3223-03

CIS 3223. Data Structures and Algorithms

Divide-and-conquer algorithms

1. Divide-and-conquer

Solving a complex problem: divide it into subproblems, solve them, and combine the sub-solutions.

Recursion: some subproblems belong to the same type as the original problem, though with smaller problem instance size.

Recursive algorithm: (1) division, (2) recursion(s), (3) combination

Cost: T(n) = D(n) + aT(f(n)) + C(n) = aT(f(n)) + O(G(n)), where f(n) is often n/b or n-b (b is a constant)

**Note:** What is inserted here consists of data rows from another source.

PR #5040, opened 2026-08-21
test: move simulated clock advancement into eventually blocks within

saisagar1998:
### Description
In `InactiveTimeoutReaderTestSuite`, `Test_Read_ReconnectFails` and `Test_Read_TimeoutAndSuccessfulReconnect` rely on simulated clock advancements to trigger inactivity timeouts. Moving the `AdvanceTime` call inside the `require.Eventually` polling block ensures that if the background goroutine hasn't scheduled/processed the timer yet, advancing time during polling retries guarantees the timeout condition is triggered and checked reliably without timing flakiness.

b/546433355

### Testing details
1. Manual - NA
2. Unit tests - Ran TestInactiveTimeoutReaderTestSuite successfully.
3. Integration tests - NA
NA

### DIFF
--- a/internal/gcsx/inactive_timeout_reader.go
+++ b/internal/gcsx/inactive_timeout_reader.go
@@ -51,6 +51,9 @@ type InactiveTimeoutReader struct {
 	object *gcs.MinObject
 	bucket gcs.Bucket
 
+	timeout time.Duration
+	clock   clock.Clock
+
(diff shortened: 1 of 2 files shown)


charith87:
@vipnydav could you take a first look since its regarding inactive streams.

abhishek10004 (approved):
LGTM

charith87 (approved):

PR #5042, opened 2026-08-24
docs: add known issue for DirectPath verification hang

vipnydav:
### Description
Adds a known issue for GCSFuse versions 3.10.x and 3.11.x documenting a 1.5-minute hang during DirectPath connectivity verification due to an internal SDK retry bug when a retryable error is encountered.

b/542608390

### Testing details
1. Manual - NA
2. Unit tests - NA
3. Integration tests - NA

None.


docs/known-issues.md
```diff
@@ -22,3 +22,4 @@ This document lists known issues and bugs in GCSFuse, their impact, and the rele
...
+| DirectPath connectivity verification can hang for up to ~1.5 minutes because of an internal SDK retry bug when a retryable error is encountered.                                                                                                                                                                                                                                                                                                                                                                                                        | v3.10.0, v3.11.0, v3.11.1, v3.11.2 | v3.12.0                                | [#4993](https://github.com/GoogleCloudPlatform/gcsfuse/pull/4993)                                                                     |
```
abhishek10004: should we add that this can only happen during mount time (& is a one time thing) so that users don't confuse this being the reason for hangs etc. which might be due to other reasons

abhishek10004 (approved):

Boundary case: Θ(1), when n < c (a constant)

Total cost in recursion tree: Figure 2.3

With single recursion (a=1), f(n)= n-b leads to T(n) = O(nG(n)), f(n)=n/b leads to T(n) = O((log n)G(n)), though there may be tighter upper bounds.

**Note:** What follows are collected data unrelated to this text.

PR #5043, opened 2026-08-24
fix(gcsx): prioritize context cancellation over concurrent operation results in multi-range downloader

saisagar1998:
### Description
When a read context is cancelled, Go's `select` statement between `<-ctx.Done()` and `<-done` chooses pseudo-randomly if both channels are ready simultaneously. In cases where the background download operation completes before or concurrently with cancellation evaluation, receiving from `done` would previously return the read result or EOF instead of respecting context cancellation when interrupts are enabled.

This change checks `ctx.Err()` when handling results from the `done` channel in `MrdInstance.Read` and `MultiRangeDownloaderWrapper.Read` to ensure context cancellation is prioritized when interrupts are enabled. It also updates the unit tests in `multi_range_downloader_wrapper_test.go` to test both zero and non-zero sleep cases.

b/546318093

### Testing details
1. Unit tests - `go test -v -count=1 ./internal/gcsx -run TestMRDWrapperTestSuite`

NA

### DIFF
--- a/internal/gcsx/multi_range_downloader_wrapper_test.go
+++ b/internal/gcsx/multi_range_downloader_wrapper_test.go
@@ -231,7 +231,7 @@ func (t *mrdWrapperTest) TestReadContextCancelledWithInterruptsDisabled() {
 			bytesRead, err := t.mrdWrapper.Read(ctx, make([]byte, t.object.Size), 0, int64(t.object.Size), metrics.NewNoopMetrics(), tracing.NewNoopTracer(), false)
 
 			require.NoError(t.T(), err)
-			assert.Equal(t.T(), 100, bytesRead)
+			assert.Equal(t.T(), int(t.object.Size), bytesRead)
 		})
 	}
 }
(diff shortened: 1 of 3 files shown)


charith87:
Adding @abhishek10004 since its regarding MRD

internal/gcsx/multi_range_downloader_wrapper_test.go
```diff
@@ -174,29 +174,66 @@ func (t *mrdWrapperTest) Test_Read_ShortRead() {
...
+			ctx, cancel := context.WithCancel(context.Background())
+			cancel()
 
-	bytesRead, err := t.mrdWrapper.Read(ctx, make([]byte, t.object.Size), 0, int64(t.object.Size), metrics.NewNoopMetrics(), tracing.NewNoopTracer(), false)
+			bytesRead, err := t.mrdWrapper.Read(ctx, make([]byte, t.object.Size), 0, int64(t.object.Size), metrics.NewNoopMetrics(), tracing.NewNoopTracer(), false)
 
-	require.NoError(t.T(), err)
-	assert.Equal(t.T(), 100, bytesRead)
+			require.NoError(t.T(), err)
+			assert.Equal(t.T(), 100, bytesRead)
```
abhishek10004: let's use t.object.Size instead of hardcoded value

abhishek10004 (dismissed):
LGTM. Left a minor comment.

internal/gcsx/multi_range_downloader_wrapper_test.go
saisagar1998: done

abhishek10004 (approved):
LGTM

Examples: basic arithmetic of binary numbers

When f(n) = n/b, The Master theorem may be applicable. Special case: a=b, log_ba = 1, and the three results are O(n^d), O(n log n), and O(n), respectively.

2. Searching

Analyze the following recursive searching algorithms:

// search A[1] to A[n] for k
LINEAR-SEARCH(A, n, k)
  IF 1 > n
    THEN RETURN 0
    ELSE IF A[n] = k
           THEN RETURN n
           ELSE RETURN LINEAR-SEARCH(A, n-1, k)

If the problem instances of size n form a set {p_i}, i = 1, ..., m, and their time costs are {c_i}, then

the best cost = min(c_i), i = 1, ..., m, and the best case is the instance that has this cost
the worst cost = max(c_i), i = 1, ..., m, and the worst case is the instance that has this cost
the average cost = ΣPr(p_i)c_i, i = 1, ..., m, and especially, when all instances have the same probability, (Σc_i)/m

// search A[p] to A[r] for k when A is sorted
BINARY-SEARCH(A, p, r, k)
  IF p > r
    THEN RETURN 0
    ELSE q <- (p + r) / 2
         IF A[q] = k
           THEN RETURN q
           ELSE IF A[q] > k
                  THEN RETURN BINARY-SEARCH(A, p, q-1, k)
                  ELSE RETURN BINARY-SEARCH(A, q+1, r, k)

3. Sorting

Analyze the following recursive sorting algorithms:

// sort A[1] to A[n]
INSERTION-SORT(A, n)
  IF n > 1
    THEN INSERTION-SORT(A, n-1)
         INSERTION(A, n)

// sort A[1] to A[n]
SELECTION-SORT(A, n)
  IF n > 1
    THEN SELECTION(A, n)
         SELECTION-SORT(A, n-1)

// sort A[p] to A[r]
MERGE-SORT(A, p, r)
  IF p < r
    THEN q <- (p + r) / 2
         MERGE-SORT(A, p, q)
         MERGE-SORT(A, q+1, r)
         MERGE(A, p, q, r)

// sort A[p] to A[r]
QUICK-SORT(A, p, r)
  IF p < r
    THEN q <- PARTITION(A, p, r)
         QUICK-SORT(A, p, q-1)
         QUICK-SORT(A, q+1, r)

4. Partition and Median

The selection problem: given n numbers, find

the smallest number
the largest number
both the smallest and the largest
both the smallest and the second smallest
the ith smallest number
the (n/c)th smallest number (if c=2, it is the median)

Selection by sorting: O(n log n)

Selection by partition

Pivot value choice: middle values leads to T(n) = T(n/2) + O(n) = O(n), boundary values lead to T(n) = T(n-1) + O(n) = O(n²)

A randomly chosen pivot has 50% chance of being within the 25th to the 75th percentile, which is considered as a good pivot. In average, every two partitions reduces T(n) to T(3n/4), so the expected cost is T(n) ≤ T(3n/4) + O(n) = O(n). Note: T(n) = T(n/b) + O(n) = O(n) for all b > 1.

Similarly, using random pivot in QUICK-SORT leads to an average cost of O(n log n).

Once again: best case, worst case, and average case.